ECE2015 Debate How to manage hyponatraemia according to guidelines? (2 abstracts)

How to manage hyponatraemia according to guidelines? The USA perspective

Joseph Verbalis


Georgetown University, Washington, District of Columbia, USA.


In 2013, a panel of international experts in hyponatremia published our recommendations for clinicians caring for patients with hyponatremia (‘Diagnosis, Evaluation, and Treatment of Hyponatremia: Expert Panel Recommendations’). In 2014, a similar working group of experts from EU countries published their recommendations (‘Clinical Practice Guideline on Diagnosis and Treatment of Hyponatraemia’). Despite reviewing the same evidence databases, these two groups independently proposed quite different recommendations. The major reason for the differences is divergent interpretation of evidence, notably the quality of the evidence for use of vasopressin receptor antagonists (vaptans) in SIADH. The EU group severely downgraded the quality of evidence of the vaptan clinical trials largely because they were industry sponsored.

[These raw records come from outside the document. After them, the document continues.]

PR #1813, opened 2018-10-21
mxe-based-build.sh comments: Also build libftdi1

sfuchs79:

- [ ] Bug fix
- [ ] Functional change
- [ ] New feature
- [ ] Code cleanup
- [x] Build system change
- [ ] Documentation change
- [ ] Language translation

Add libftdi1 in comments in MXE build script.

### DIFF
--- a/packaging/windows/mxe-based-build.sh
+++ b/packaging/windows/mxe-based-build.sh
@@ -27,7 +27,7 @@
 #
 # now you can start the build
 #
-# make libxml2 libxslt libusb1 libzip libssh2 curl qt5 nsis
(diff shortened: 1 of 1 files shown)


neolit123 (approved):
LGTM, but it's only needed for FTDI=ON?

dirkhh:
Given that we have a command line option to turn building against libftdi off, I guess we should have language that explains that in the comment... I mean your patch isn't wrong because by default we do need this, but it's also potentially misleading because you can still build Subsurface with MXE without libttdi1 installed...

dirkhh:
slightly edited and merged

PR #1815, opened 2018-10-21
Mobile UI: make SsrfSwitch resizable

jbygdell:

- [X] Bug fix
- [ ] Functional change
- [ ] New feature
- [ ] Code cleanup
- [ ] Build system change
- [ ] Documentation change
- [ ] Language translation

Back in 8ab8a67f the checkbox where made resizable.
This applies the same functionality to the selector switch and makes the
two objects match in vertical size.

### DIFF
--- a/mobile-widgets/qml/SsrfSwitch.qml
+++ b/mobile-widgets/qml/SsrfSwitch.qml
@@ -6,8 +6,8 @@ import org.kde.kirigami 2.4 as Kirigami
 Switch {
 	id: root
 	indicator: Rectangle {
-		implicitWidth: Kirigami.Units.largeSpacing * 2.2
-		implicitHeight: Kirigami.Units.largeSpacing * 0.75
+		implicitWidth: 36 * PrefDisplay.mobile_scale
+		implicitHeight: 12 * PrefDisplay.mobile_scale
 		x: root.leftPadding
 		y: parent.height / 2 - height / 2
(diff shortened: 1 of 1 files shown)


jbygdell:
Derek add label: ui-mobile

jbygdell:
Derek add label: complexity-low

mobile-widgets/qml/SsrfSwitch.qml
```diff
@@ -18,8 +18,8 @@ Switch {
 		Rectangle {
 			x: root.checked ? parent.width - width : 0
 			y: parent.height / 2 - height / 2
-			width: Kirigami.Units.largeSpacing * 1.1
-			height: Kirigami.Units.largeSpacing * 1.1
+			width: 20 * PrefDisplay.mobile_scale
+			height: 20 * PrefDisplay.mobile_scale
```
dirkhh, line 22: not disagreeing with the change, but what I find odd is that line 9 to line 21 used to have about 2x difference, vs. it now is a 1.8 difference.
I assume there's a good reason for that and it now looks better? :-)

jbygdell:
Given that the current dize of the switch is a pinhead in comparison to the checkbox. The logical choice was to make them equal in height, inner and outer. While keeping as close as possible to the original ratio of the switch.

dirkhh:
That makes sense. Thanks

PR #1816, opened 2018-10-21
Parser: Make parser mostly reentrant

bstoeger:

- [ ] Bug fix
- [ ] Functional change
- [ ] New feature
- [x] Code cleanup
- [ ] Build system change
- [ ] Documentation change
- [ ] Language translation

Before doing the dive-site parsing changes [replace UUIDs by pointers] it seemed appropriate to isolate the whole global parser state. After this change-set the parser still accesses a few global variables [such as autogroup], but that should be variables that are accessed from other parts of the code.

This was mostly done "peephole" style. But it seems to read my own log and runs the tests.

There is one potentially debatable thing noted in the commit-message:
> A somewhat controversial point might be that the individual parsing functions are split in those that need parser-state and those that don't. This means that there are now two versions of the MATCH macro, viz. one for the former and one for the latter.

### Changes made:

1) Make two free_*() functions NULL aware.
2) Introduce a parser_state structure.

### Release note:

No.
### Documentation change:

No.

### DIFF
--- a/core/divelist.c
+++ b/core/divelist.c
@@ -765,9 +765,11 @@ void insert_trip_dont_merge(dive_trip_t *dive_trip)
 /* free resources associated with a trip structure */
 void free_trip(dive_trip_t *trip)
 {
-	free(trip->location);
-	free(trip->notes);
-	free(trip);
+	if (trip) {
+		free(trip->location);
+		free(trip->notes);
+		free(trip);
+	}
 }
 
 /* remove trip from the trip-list, but don't free its memory.
--- a/core/import-cobalt.c
+++ b/core/import-cobalt.c
@@ -86,23 +86,8 @@ static int cobalt_location(void *param, int columns, char **data, char **column)
 {
 	UNUSED(columns);
 	UNUSED(column);
-	struct parser_state *state = (struct parser_state *)param;
-
-	static char *location = NULL;
-	if (data[0]) {
-		if (location) {
-			char *tmp = malloc(strlen(location) + strlen(data[0]) + 4);
-			if (!tmp)
-				return -1;
-			sprintf(tmp, "%s / %s", location, data[0]);
-			free(location);
-			location = NULL;
-			state->cur_dive->dive_site_uuid = find_or_create_dive_site_with_name(tmp, state->cur_dive->when);
-			free(tmp);
-		} else {
-			location = strdup(data[0]);
-		}
-	}
+	char **location = (char **)param;
+	*location = data[0] ? strdup(data[0]) : NULL;
 	return 0;
 }
 
@@ -116,6 +101,7 @@ static int cobalt_dive(void *param, int columns, char **data, char **column)
 	struct parser_state *state = (struct parser_state *)param;
 	sqlite3 *handle = state->sql_handle;
 	char *err = NULL;
+	char *location, *location_site;
 	char get_profile_template[] = "select runtime*60,(DepthPressure*10000/SurfacePressure)-10000,p.Temperature from Dive AS d JOIN TrackPoints AS p ON d.Id=p.DiveId where d.Id=%d";
 	char get_cylinder_template[] = "select FO2,FHe,StartingPressure,EndingPressure,TankSize,TankPressure,TotalConsumption from GasMixes where DiveID=%d and StartingPressure>0 and EndingPressure > 0 group by FO2,FHe";
 	char get_buddy_template[] = "select l.Data from Items AS i, List AS l ON i.Value1=l.Id where i.DiveId=%d and l.Type=4";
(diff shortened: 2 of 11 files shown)


bstoeger:
For documentation purposes, a list of static variables in the parser after this PR:

1) In `parse_float()`, `first_time` is used to emit a single warning if floating point has a comma. A comment suggests that this could be replaced with a test for subsurface files (which is now available in the parser_state structure).
2) In `add_dive_site()`, `suffix` is used to create dive site numbers. This is questionable anyway [you want a variable per dive site name, not a global one], but let's have a closer look when refactoring the dive site code.
3) In `cobalt_location()` we remember the string of the location. This should probably be moved to `parser_state`.

core/parse.h
```diff
@@ -31,67 +20,95 @@ struct parser_settings {
...
+	int lastcylinderindex, next_o2_sensor;
+	int o2pressure_sensor;
+	struct extra_data cur_extra_data;
+	struct units xml_parsing_units;
+	struct dive_table *target_table;	/* non-owning */
+
+	sqlite3 *sql_handle;			/* for SQL based parsers */
+	event_allocation_t event_allocation;
+};
+#define cur_event event_allocation.event
```
neolit123, line 66: add empty line above this line.

core/import-cobalt.c
```diff
@@ -73,20 +73,19 @@ extern int cobalt_buddies(void *handle, int columns, char **data, char **column)
...
 
-extern int cobalt_location(void *handle, int columns, char **data, char **column)
+static int cobalt_location(void *param, int columns, char **data, char **column)
 {
-	UNUSED(handle);
 	UNUSED(columns);
 	UNUSED(column);
+	struct parser_state *state = (struct parser_state *)param;
 
 	static char *location = NULL;
```
neolit123: i guess it makes sense to be moved in the state as a generic "location" or possibly "cobalt_location" param.

core/parse.h
```diff
@@ -31,67 +20,94 @@ struct parser_settings {
...
+void sample_start(struct parser_state *state);
+void sample_end(struct parser_state *state);
+void divecomputer_start(struct parser_state *state);
+void divecomputer_end(struct parser_state *state);
+void userid_start(struct parser_state *state);
+void userid_stop(struct parser_state *state);
 void utf8_string(char *buffer, void *_res);
 
-void add_dive_site(char *ds_name, struct dive *dive);
+void add_dive_site(char *ds_name, struct dive *dive, struct parser_state *state);
```
neolit123, line 110: +1 for moving suffix to state - e.g. dive_site_suffix.

neolit123 (approved):
thanks for the refactor. added some minor comments.
the global state of the parser has not caused us serious problems, but this seems like a good RFC.

also +1 for removing static variables.
i have not examined if CI passes.

core/parse.h
bstoeger: Stupid question: Is this `SSRF_WS` thing the webservice that was recently removed or is this something completely different? I.e. could we simply remove the code?

bstoeger: Stupid question: Is this `SSRF_WS` thing the webservice that was recently removed or is this something completely different? I.e. could we simply remove the code?

bstoeger: Stupid question: Is this `SSRF_WS` thing the webservice that was recently removed or is this something completely different? I.e. could we simply remove the code?

bstoeger: Stupid question: Is this `SSRF_WS` thing the webservice that was recently removed or is this something completely different? I.e. could we simply remove the code?

neolit123: ^ seems like so, but would defer to @dirkhh on the decision.
(github is spazzing today i see comments repeated 6 times)

neolit123:
> Stupid question: Is this SSRF_WS thing the webservice that was recently removed or is this something completely different? I.e. could we simply remove the code?

seems like so, but would defer to @dirkhh on the decision.
(github is spazzing today i see comments repeated 6 times)

core/parse.h
bstoeger: Stupid question: Is the whole `SSRF_WS` business related to the web-service that was removed recently? I.e. could the whole code simply be deleted?

bstoeger: Argh.. Sorry. I tried again and again and it would not display anything for me. Perhaps my browser.

bstoeger (commented):
I think the problem was that I inadvertenly started a review. Trying to close that now.. :/

core/parse.h
dirkhh: no, GitHub was unwell - I saw the emails about you commenting, but couldn't see the comments on GitHub. Maybe some of their distributed infrastructure had outdated caches or something.
Anyway, yes, that SSRF_WS was indeed about the soon-to-be-discontinued GPS web service. I merged the commit removing it.

core/divelist.c
```diff
@@ -765,9 +765,11 @@ void insert_trip_dont_merge(dive_trip_t *dive_trip)
 /* free resources associated with a trip structure */
 void free_trip(dive_trip_t *trip)
 {
-	free(trip->location);
-	free(trip->notes);
-	free(trip);
+	if (trip) {
```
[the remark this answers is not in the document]
bstoeger: Yes. But I tried to model after the other `free_*()` functions, which seem to prefer the 
```
	if (x) {
		free(...)
	}
```
scheme. I would convert them all in one go, if this is desired.

core/import-cobalt.c
bstoeger: I added a second commit, which makes the code more explicit. But this is only compile tested! Do we have Cobalt files? I don't see any obvious things in the dives-directory.

bstoeger:
Replying via e-mail since for some reason I can't post on github!?

> -void add_dive_site(char *ds_name, struct dive *dive);
> +void add_dive_site(char *ds_name, struct dive *dive, struct parser_state
> *state);
> 
> +1 for moving suffix to state - e.g. dive_site_suffix.

Stupid question: Is the whole `SSRF_WS` business related to the web-service 
that was removed recently? I.e. could the whole code simply be deleted?

dirkhh:
Typo in the last commit message: on vs. one
I'm still reading and re-reading the big commit. And with travel and jet lag and now conference I haven't quite found enough time to do a credible review. Sorry. Hopefully later today.

core/parse.h
```diff
@@ -31,67 +20,95 @@ struct parser_settings {
...
+};
+
+/*
+ * parser_state is the state needed by the parser(s). It is initialized
+ * with init_parser_state() and resources are freed with free_parser_state().
+ * "owning" marks pointers to objects that are freed in free_parser_state().
+ * In contrast, "non-owning" marks pointers to objects that are owned
+ * by other data-structures.
+ */
+struct parser_state {
```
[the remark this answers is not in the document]
dirkhh: there is no rule. or I should say "there no longer is"
Linus initially had some ideas that having a XXX_t meant that this was a type by itself vs a convenient collection of variables (or something like this - I'd have to go through my email archive for more detail), but I think this has long long gone out the window.

dirkhh (approved):
Somehow reading this a third time it suddenly all made sense. No idea why I was stuck the first two times I tried.
Great effort. I hate huge commits like this, but this was the only way to do it, I think.
I agree with the MATCH/MATCH_STATE split.

dirkhh:
last commit message slightly edited and all of it merged.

In addition, they relied upon meta-analyses of combined clinical trials of multiple vaptans, including those not licensed for use anywhere in the world. Our group chose to focus instead on the Phase III pivotal studies of only those vaptans that succeeded in gaining regulatory approval in Canada, EU, and US. Similar to the EMA, FDA and Health Canada, we felt the quality of the Phase III clinical trials for approved vaptans was high, with no need to downgrade the level of evidence for placebo-controlled, randomised trials. We believe that our recommendations represent a more practical guide to treating hyponatremia based on the strongest available evidence from well-constructed clinical trials, whereas the EU group inexplicably recommended therapies (e.g., urea, loop diuretics with NaCl supplementation) with relatively little evidence for either efficacy or safety based on small numbers of non-randomised studies. It is abundantly clear to everyone who treats hyponatremic patients that there is not ‘one size that fits all’; rather therapy should be individualised to each patient’s unique clinical situation. Within that context, to recommend against the use of any of the effective pharmacological therapies for hyponatraemia, as the EU guidelines group has done in contrast to our recommendations, represents a disservice to the patients we have the responsibility to care for in the best manner possible.